Multimodal CodeAct Agent Implementation with Custom Tools

🧠 Building a Multimodal Code Assistant with Groq and LlamaIndex

In this work, I present an experimental yet practical implementation of a multimodal code agent — an interactive assistant capable of understanding natural language, executing code, transcribing voice, and processing uploaded files.

The project is built using Streamlit for the interface, Groq LLMs for reasoning and generation, and LlamaIndex's CodeActAgent for orchestrating tool use and code execution. It is designed as a testbed for developing and evaluating multimodal reasoning agents, with a focus on:

Tool integration and code execution
Context management across modalities
Streaming inference with human-in-the-loop UX

You can explore all the code for this project in my GitHub repo.

🧭 Motivation

AI assistants are increasingly expected to do more than just answer questions — they need to reason, use tools, and handle inputs beyond plain text (e.g. files, audio, images). This project explores how to:

Leverage LLMs to run executable code as part of a conversation.
Maintain memory and context across multiple modalities (text, files, voice).
Provide an interface that feels interactive, explainable, and adaptable.

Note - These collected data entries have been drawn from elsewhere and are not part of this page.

PR #3963, opened 2025-06-25
cudev: Add __shfl_down implementation for long long and unsigned long for CUDA Tookit < 9.0

cudawarped:
Draft fix for https://github.com/opencv/opencv_contrib/issues/3962.

Support for `__shfl_down` on `long long` was not introduced until CUDA Toolkit 9.0.  I don't know if this is just software support or if hardware support was added as well.  Its a long shot but it may be the reason that the tests are failing on Compute Capbability 5.3 devices.  

### DIFF
--- a/modules/cudev/include/opencv2/cudev/warp/shuffle.hpp
+++ b/modules/cudev/include/opencv2/cudev/warp/shuffle.hpp
@@ -334,12 +334,28 @@ __device__ __forceinline__ uint shfl_down(uint val, uint delta, int width = warp
 
 __device__ __forceinline__ signed long long shfl_down(signed long long val, uint delta, int width = warpSize)
 {
+#if defined __CUDACC_VER_MAJOR__ < 9
+    union { long long ll; int2 i2; } u;
+    u.ll = val;
+    u.i2.x = __shfl_down(u.i2.x, delta, width);
+    u.i2.y = __shfl_down(u.i2.y, delta, width);
+    return u.ll;
+#else
     return __shfl_down(val, delta, width);
+#endif
 }
 
 __device__ __forceinline__ unsigned long long shfl_down(unsigned long long val, uint delta, int width = warpSize)
 {
-    return (unsigned long long) __shfl_down(val, delta, width);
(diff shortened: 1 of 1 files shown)


troelsy:
Hi, I thought I would chime in as it relates to my recent PR. The company I work for uses Jetson TX2 with CC=6.2, CUDA Toolkit 10.2 and everything seems to work, so I took a look at it. It looks like all devices that support warp shuffle (CC≥3.0) will support shuffle with `long long` as long as the CUDA Toolkit ≥ 9.0.

To the question about if it is implemented in software or hardware, I think warp shuffle are always done 32 bit at a time because the registers are limited to 32 bit. It will just be two shuffles for 64 bit types. The PTX also indicate this in Compiler Explorer: https://godbolt.org/z/nxdYcqoWe. If the PTX view doesn't show, try opening a new compiler window.

I think the if-statement should be changed to check the CUDA Toolkit version instead. The current code will change the behavior on Jetson TX2 even though it should be supported. Does OpenCV specify a minimum version of CUDA Toolkit?

cudawarped:
@troelsy The flag was just a test to try and fix the crash on CC 5.3 devices.  Do you have access to CUDA toolkit < 9.0 to test whether `_shufl_down` compiles or not on CUDA toolkit < 9.0?  Godbolt doesn't have NVCC <= 9.1.85.

troelsy:
TX2 should be able to run CUDA Toolkit 8.0, but my department doesn't have access to the firmware, so I can't try it out

cudawarped:
@asmorkalov Do you have a machine with CUDA Toolkit < 9.0 on it to check this?

asmorkalov:
No, unfortunately. I want to deploy something with desktop PC, but after the 4.12 release. It's almost ready.

cudawarped:
Would you like me to kill this PR or change the `#define` from `__CUDA_ARCH__ < 700` to `__CUDACC_VER_MAJOR__ < 9`?

asmorkalov:
@cudawarped Is it ready for merge?

cudawarped:
@asmorkalov  👍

Rather than building an agent with rigid pipelines, the system uses dynamic prompting and a lightweight architecture that prioritizes flexibility and extensibility.

🛠️ Core Components

🧠 Reasoning Agent

At the core is CodeActAgent, a workflow-enabled LLM agent from LlamaIndex. It:

Parses natural language inputs
Decides whether to use tools or write code
Executes Python code safely via a custom sandbox
Streams partial outputs back to the frontend

🗂️ Tool-Augmented Context

The assistant can be extended with custom tools — from file parsing to API lookups or image analysis. Tool functions are automatically imported and registered based on a naming convention (e.g. tools/custom_tools_<agent_name>.py).

🎙️ Voice + File Inputs

Voice: A built-in microphone recorder lets users dictate prompts. Audio is transcribed with Groq’s Whisper-like STT model.
Files: Uploaded files are passed as context instructions to the agent, enabling use cases like CSV data exploration or PDF Q&A.

💬 Streaming UI

The interface is implemented in Streamlit, allowing:

Real-time message rendering
Expandable sections for code and tool outputs
Sidebar file upload and mode toggles (e.g. reasoning, web search)

🔍 Use Cases

This assistant can be useful in multiple settings:

Data Analysis
Upload a CSV and ask the assistant to generate plots, compute summaries, or write cleaning code.
Coding Assistant
Describe logic in plain English — the assistant writes and runs Python snippets, showing you the results.
Conversational Q&A over Files
Drop in structured or semi-structured files, and ask questions without needing to manually inspect them.
Voice-Driven Interaction
Use hands-free prompts for accessibility or rapid prototyping.

📌 Design Considerations

Memory Persistence: Session-based memory lets the assistant remember files and context throughout the interaction.
Tool Use Transparency: All tool calls and code execution are surfaced to the user with labeled, collapsible sections.
Extensibility: New tools can be added simply by writing functions in Python and dropping them into a module.

🌱 Future Directions

RAG Integration for deeper file/document QA
Vision and Video Modalities via Groq VLMs
Web Search Tools for real-time knowledge grounding
Improved Reasoning Control (e.g. chain-of-thought toggles, tool triggers)

🎯 Takeaway

This project explores how we can bring together LLMs, tool use, voice input, and code execution into a single coherent assistant. It's lightweight, easy to extend, and designed to serve as a base for more complex multimodal agents.

If you're building interactive AI systems — especially with a need for explainability, code reasoning, or multimodal input — this approach can serve as a practical template.